# Random thought/question: Is there a surefire way to know if a guy is checkin' me out?



## FatBarbieDoll (Apr 1, 2016)

I was at a fast food establishment with my boyfriend the other day and saw 3 dudes sitting at a table. 

One of them glanced at me at least twice and another guy -- or the same one, maybe -- got right behind me as soon as I went to fill up my drink.
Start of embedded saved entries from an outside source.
PR #250, opened 2021-04-11
Overrided all methods in ArrayList class + created new methods and fi…

Kharlanava:
…elds.

### DIFF
--- a/src/main/java/core/basesyntax/ArrayList.java
+++ b/src/main/java/core/basesyntax/ArrayList.java
@@ -1,49 +1,96 @@
 package core.basesyntax;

I'd like to think I look pretty dang good and at least somewhat decent when I'm not all dolled up (clear skin, long hair, straight teeth, etc).

I'm a very reserved person who has been diagnosed with Asperger's, so picking up on cues may be more difficult for me than it is for others. I also have little relationship experience. 

A man's perspective is what's needed most here. 

Perhaps I'm being egotistical?

Thanks.


----------



## landshark (Apr 1, 2016)

It's definitely hard to know if someone is just checking you out or if he just happened to be looking your way and then just happened to fill his drink at the same time you did. It's not egotistical to believe he was scoping you out though: it feels good to be appreciated. I'd say don't worry about it. If he was looking in your direction, especially looking away fast if you happened to look his way then he probably was checking you out. There's nothing wrong with believing this is what he was doing. 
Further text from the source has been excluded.